Passage from darkness to light

 

The opening page of Beethoven’s Fifth Symphony, whose first four notes make up one of the most famous motifs in all of music.
Credit...Bärenreiter-Verlag, Kassel

NYT article appreciates Herbert Blomstedt and his understanding of the tricky opening, especially after a new Barenreiter score for the 5th Symphony.  There's a nice feature in the article that demonstrates different versions of the opening.

Although slightly different in tempos and textures as a result of Blomstedt’s adoption of the new editions of Beethoven’s scores that came out in the 1990s, both symphony cycles he has recorded — with the Staatskapelle Dresden from 1975 to 1980 and the Gewandhaus Orchestra of Leipzig, Germany, from 2014 to 2017 — remain beacons of good taste, with a distinctive spiritual power shining through the music.
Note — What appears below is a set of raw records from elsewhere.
PR #611, opened 2018-02-12
 Fixing posible DB growth with unchecked blocks

SergiySW:
Unchecked subdatabase allowed duplicates
https://github.com/clemahieu/raiblocks/issues/513
https://github.com/clemahieu/raiblocks/issues/522


lukealonso:
How does this perform? It might be the lesser of two evils to allow duplicates, since with the new bootstrap fixes, it should be much more difficult to get into a state where you keep downloading the ledger over and over and putting it into unchecked.

SergiySW:
There is broadcasting as well (and possible malicious nodes)

PR #622, opened 2018-02-15
Encrypted seed export and import commands

cryptocode:
This PR proposes two new commands, `seed_safe_export` and `seed_safe_import`, for exporting and importing encrypted seeds in a wallet agnostic way. 

This can be used for seed backup and safely importing seeds to other wallets supporting the format.

Sample output:

```
{
    "type_key": "ARGON2-IV256",
    "type_cipher": "AES256-CTR-IV128",
    "type_checksum": "SHA256",
    "key_iv": "E82FF3EF7E49FB42670A72C5C56C10DF9C54CB5F071E64ADF2C086905B3A4B8C",
    "seed_iv": "57931279153FBA7F0205D81BDC9979B1",
    "seed_encrypted": "BF2B32110D95842B2E7BE0DFE81EBDF184C1A218B33877A92A2298B1067DCC35",
    "checksum": "37662A432EAB048F7ADF26571F50EEA2B9890F4DF4E4BE0668550D284F222D21"
}
```

The will allow the following flow: Export seed from any wallet and create a QR code. Use "Scan encrypted seed" and enter passphrase to import. Other wallets can just import the json (like the import command does)

As a future improvement to the node CLI, I suggest introducing support for non-echoing terminal input to avoid passing passwords and other keys/seeds in plaintext to commands.

The `type_` tuples are what they are because that's what the node already use, but this can be changed and extended since the format includes all the info needed to decrypt once handed the passphrase.

### DIFF
--- a/rai/node/cli.cpp
+++ b/rai/node/cli.cpp
@@ -1,3 +1,5 @@
+#include <cryptopp/hex.h>
+#include <cryptopp/sha.h>
 #include <rai/lib/interface.h>
 #include <rai/node/cli.hpp>
 #include <rai/node/common.hpp>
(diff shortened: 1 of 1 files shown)


PlasmaPower:
How does this handle adhoc keys? Have you verified that the data is decryptable by the OpenSSL CLI?

cryptocode:
@PlasmaPower I've verified with external tools, seems to work. Now sure how ad-hoc keys play in here, `seed_safe_export` is only for exporting the seed, e.g. for safe import into other wallets.

cryptocode:
But the command is called `seed_safe_export`, isn't that pretty clear?

PlasmaPower:
Yeah, I guess. We'll be more careful if/when it's exposed in the UI.

cryptocode:
Agreed, it must be obvious that it's the seed.

SergiySW:
Guess it require some rebasing now :)
Also would be good to have some tests for such functions. May be move to wallet.cpp or something like that?

cryptocode:
Closing this as there are good ways to pipe --wallet_decrypt_unsafe into openssl or anyone's favorite tool. If we get requests for such a feature, I can redo the PR after the wallet split.

PR #632, opened 2018-02-16
Don’t re-use connections to unsynced peers.

lukealonso:


PlasmaPower:
Good catch! LGTM (though I don't understand the bootstrapping architecture well)

argakiig:
Agreed, does look good, I thought this was already in, but was for blocks not frontiers as well.

PR #634, opened 2018-02-16
Get rid of the frontier minimum, not needed anymore.

lukealonso:
The bootstrap rep weights make it easy to resolve forks, so we don’t need to avoid unsynced clients.


argakiig:
LGTM

PR #640, opened 2018-02-17
Compatibility with Cmake 2.8 (CentOS 7)

SergiySW:
to fix https://github.com/nanocurrency/raiblocks/issues/636


androm3da:
I suspect the wallet still won't build for centos 7 but this is a good solution for the node, thanks.

PR #653, opened 2018-02-20
Add explicit check for openssl 1.0

paulmelis:


cryptocode:
Does this pull in, say, 1.0.2n - not just 1.0 ?

paulmelis:
It only checks `major.minor` to be 1.0, the patch number is ignored as far as I can tell

paulmelis:
On my system I have both openssl 1.1.0g and 1.0.2n. If I configure cmake with

```
    -DOPENSSL_INCLUDE_DIR=/usr/include/openssl-1.0 \
    -DOPENSSL_CRYPTO_LIBRARY=/usr/lib/openssl-1.0/libcrypto.so \
    -DOPENSSL_SSL_LIBRARY=/usr/lib/openssl-1.0/libssl.so \
```

the version check passes.

cryptocode:
@paulmelis Great. @androm3da I think this should go in then, since the RPC-TLS addition depends on the Long Term Support release of OpenSSL.

PR #661, opened 2018-02-21
Exclude total pending amount from total representative stake

PlasmaPower:
Untested. I'm pretty sure this is the reason why it appears we don't have 50% of rep stake online.


PlasmaPower:
After some discussion about this, I think a better solution is to track online voting weight, and use some sort of moving average in place of the total supply. I'll make a new PR for that soon.

PR #662, opened 2018-02-22
Refactoring of secure.*

cryptocode:
secure.cpp is quite large and a bit hard to navigate at this point. 

As a start, I've split it into `common`, `ledger` and `blockstore`, and moved working_path to `utility`, where it was declared anyway. Some doxygen comments have been added as well.

No functional changes have been made.

Probably painful to review, but I think something has to be done before it gets too unwieldy.

If accepted, I hope this one gets merged early since it'll be rather hard to rebase if people start making changes to the secure.cpp ;) 

I think only #222,  #539 will need to be rebased, and those are both fairly small.

All tests pass and the node and wallet seems to run as before.


rai/node/utility.hpp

In both sets, that’s particularly true of the Fifth, which may be less brutally violent than under other conductors but has a merciful empathy to its relative restraint.

Asked to choose a page from the Fifth’s score, Blomstedt went for the first, which announces the four-note motif that dominates the symphony’s passage from darkness to light.

Why do you think Beethoven remains such an obsession for so many of us?

One could write a whole book about that, but one thing to me is characteristic. We know that Beethoven was a sufferer, but he never expresses his suffering in his music, like Mahler does. You can hear it in every bar of Mahler — I’m suffering, I’m suffering, I’m suffering — and it’s wonderful, the way he does it.

Beethoven was another type of person. He doesn’t put his emotions on display, and that makes it more objective. It can represent the suffering of everyone, not only his, but mine, the suffering of the whole society. The suffering of today, in Ukraine for instance. It could symbolize anything. That helps it to outlive the personal situation of the composer, or the personal situation of the interpreter. It’s something that we go through, as humans.